Además, el entorno en que se envía es muy complejo, porque no se compite con otras marcas, sino con tuits, conversaciones en Whatsapp, posts en Facebook o emails. En el móvil, la publicidad “compite con mis amigos, mi familia y conmigo mismo”, y por eso la relevancia es esencial. “El consumidor está en el punto en que quiere encontrarnos pero no quiere que le busquemos”, afirmó Fernández.

Frente a los retos, Millward Brown propone RESPECT hacia el usuario: Relevancy, Engagement, Surprise, Play to Strength, Exchange, Competence, Time & Place.

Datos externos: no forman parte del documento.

PR #5604, opened 2025-03-05
fix(cli): checker remoteRouters check fix

xeno097:
### Description

This fixes the `warp check` command because it did not correctly check the `remoteRouters` object when included in the config. The issue was caused by the `normalizeConfig` function, which removes occurrences of the `address` field from an object. This converted the remoteRouter config to an empty object, causing the check to succeed when it shouldn't have.

image

A new `HypTokenRouterConfigToCheck` type has been implemented, which renames the field to `routerAddress` for checking purposes

image

### Drive-by changes

- None

### Backward compatibility

- YES

### Testing

- Manual
- E2E

### DIFF
--- a/typescript/cli/src/check/warp.ts
+++ b/typescript/cli/src/check/warp.ts
@@ -1,10 +1,55 @@
 import { stringify as yamlStringify } from 'yaml';
 
-import { WarpRouteDeployConfig, normalizeConfig } from '@hyperlane-xyz/sdk';
-import { ObjectDiff, diffObjMerge } from '@hyperlane-xyz/utils';
+import {
+  HypTokenRouterConfig,
+  WarpRouteDeployConfig,
+  normalizeConfig,
+} from '@hyperlane-xyz/sdk';
+import {
+  Address,
+  ChainId,
+  ObjectDiff,
+  diffObjMerge,
+} from '@hyperlane-xyz/utils';
 
 import { log, logGreen } from '../logger.js';
 import { formatYamlViolationsOutput } from '../utils/output.js';
+
+type HypTokenRouterConfigToCheck = Omit<
+  HypTokenRouterConfig,
+  'remoteRouters'
+> & {
+  remoteRouters: Record<ChainId, { routerAddress: Address }>;
+};
+
+// Changes address fields occurrences that should be checked in the config to have a
+// different name as the normalizeConfig function removes all the address
+// fields from a given object
+function formatTokenConfigToCheck(
+  config: HypTokenRouterConfig,
+): HypTokenRouterConfigToCheck {
+  const formattedConfig: any = {};
+  for (const [key, value] of Object.entries(config)) {
+    if ((key as keyof HypTokenRouterConfig) !== 'remoteRouters') {
+      formattedConfig[key as keyof HypTokenRouterConfig] = value;
+    }
+  }
+
+  if (config.remoteRouters) {
+    formattedConfig.remoteRouters = Object.entries(config.remoteRouters).reduce(
+      (acc, [chain, config]) => {
+        acc[chain] = {
+          routerAddress: config.address,
+        };
+
+        return acc;
+      },
+      {} as HypTokenRouterConfigToCheck['remoteRouters'],
+    );
+  }
+
+  return formattedConfig;
+}
 
 export async function runWarpRouteCheck({
   warpRouteConfig,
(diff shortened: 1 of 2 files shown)


typescript/cli/src/check/warp.ts
```diff
@@ -1,19 +1,66 @@
...
 
 import { log, logGreen } from '../logger.js';
 import { formatYamlViolationsOutput } from '../utils/output.js';
 
+const formatter: FormatObjectFormatter = (
+  obj: any,
+  propPath: ReadonlyArray<string>,
+) => {
+  // Needed to check if we are currently inside the remoteRouters object
+  const maybeRemoteRoutersKey = propPath[propPath.length - 3];
```
nambrot, line 23: Don't we need to bound checking? I.e. what if the path is only 2 elements, then it will be -1, thus it will check for the last element?

typescript/utils/src/objects.ts
```diff
@@ -337,3 +337,82 @@ export function mustGet<T>(obj: Record<string, T>, key: string): T {
...
+        .map((obj) =>
+          internalFormatObj(obj, formatter, [...propPath], maxDepth),
+        )
+        .filter((obj) => obj.shouldInclude)
+        .map((obj) => obj.formattedValue),
+      shouldInclude: true,
+    };
+  } else if (isObject(obj)) {
+    const newObj = Object.entries(obj).reduce((formattedObj, [key, value]) => {
+      const { formattedValue, shouldInclude } = internalFormatObj(
```
nambrot, line 400: Could we simplify this? I.e. if the value is undefined, just omit the key?

typescript/cli/src/check/warp.ts
xeno097: If an element does not exist at a given index, we will get undefined as value, it will behave like this even with negative indexes

typescript/sdk/src/token/configUtils.ts
```diff
@@ -90,3 +96,51 @@ export async function expandWarpDeployConfig(
...
+};
+
+type HypTokenRouterConfigKey = keyof HypTokenRouterConfig;
+const KEYS_TO_IGNORE: HypTokenRouterConfigKey[] = ['totalSupply'];
+
+function sanitizeConfig(obj: HypTokenRouterConfig): any {
+  // Remove keys from obj
+  return Object.fromEntries(
+    Object.entries(obj).filter(
+      ([key]) => !KEYS_TO_IGNORE.includes(key as HypTokenRouterConfigKey),
```
nambrot, line 131: Should we not move this into `transformWarpDeployConfigToCheck`?

typescript/utils/src/objects.ts
```diff
@@ -337,3 +337,67 @@ export function mustGet<T>(obj: Record<string, T>, key: string): T {
...
+export type TransformObjectTransformer = (
+  obj: any,
+  propPath: ReadonlyArray<string>,
+) => any;
+
+/**
+ * Recursively applies `formatter` to the provided object
+ *
+ * @param obj
+ * @param transformer a function that takes an object and formats it, if the `shouldInclude` property in the return value is set to false, the current value won't be included in the final result
```
nambrot, line 350: This comment is no longer valid yes?

typescript/utils/src/objects.ts
```diff
@@ -337,3 +337,67 @@ export function mustGet<T>(obj: Record<string, T>, key: string): T {
...
+  if (propPath.length > maxDepth) {
+    throw new Error(`transformObj went too deep. Max depth is ${maxDepth}`);
+  }
+
+  if (Array.isArray(obj)) {
+    return obj.map((obj) =>
+      internalTransformObj(obj, transformer, [...propPath], maxDepth),
+    );
+  } else if (isObject(obj)) {
+    const newObj = Object.entries(obj).reduce(
```
nambrot, line 378: This is a nit, but IMO what reads better is to map over the entries with `internalTransformObj` and then filter out where the values are empty, before caling `fromEntries`. Wdyt?

typescript/utils/src/objects.ts
```diff
@@ -337,3 +337,67 @@ export function mustGet<T>(obj: Record<string, T>, key: string): T {
...
+        if (
+          transformedValueValue !== undefined &&
+          transformedValueValue !== null
+        ) {
+          transformedObj[key] = transformedValueValue;
+        }
+
+        return transformedObj;
+      },
+      {} as any,
```
nambrot, line 396: Why is this cast necessary?

nambrot (approved):

typescript/utils/src/objects.ts
xeno097: agree! making the change now

typescript/utils/src/objects.ts
xeno097: It was needed because of this

image

typescript/sdk/src/index.ts
```diff
@@ -13,10 +13,10 @@ export {
 export { S3Config, S3Receipt, S3Wrapper } from './aws/s3.js';
 export { S3Validator } from './aws/validator.js';
 export {
-  TOKEN_EXCHANGE_RATE_DECIMALS_ETHEREUM,
-  TOKEN_EXCHANGE_RATE_SCALE_ETHEREUM,
   getProtocolExchangeRateDecimals,
   getProtocolExchangeRateScale,
+  TOKEN_EXCHANGE_RATE_DECIMALS_ETHEREUM,
```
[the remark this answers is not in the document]
xeno097: It is. I'm going to revert it to how it was, it seems that the file was formatted on save changing the order of the exports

Unas prácticas que ha sabido trasladar Unilever a sus estrategias. La compañía tiene muchos puntos de contacto con el usuario a lo largo del día a través de sus diferentes productos y, en este entorno, el móvil ha pasado a ser un paso natural en la estrategia con el consumidor para la compañía, tratando de sacar más partido, ofrecer servicios al usuario y hacer pequeñas acciones para entrar en contacto con el consumidor, según explicó Raquel Valverde, responsable de marketing digital de Unilever.

“El origen de todo nuestro plan no tiene que ser el dispositivo, sino que tiene que ser el comportamiento. Cómo está utilizando el usuario el móvil y cómo aportar a esa experiencia”. El móvil se utiliza para buscar información, entretenerse, socializar y comprar. Por eso, “es clave entender qué rol juega el móvil, y qué valor añadido podemos ofrecerle al consumidor”.

A la hora de plantear la estrategia móvil, “lo primero es estar, nos tienen que encontrar”, y después ser útiles, añadió Valverde.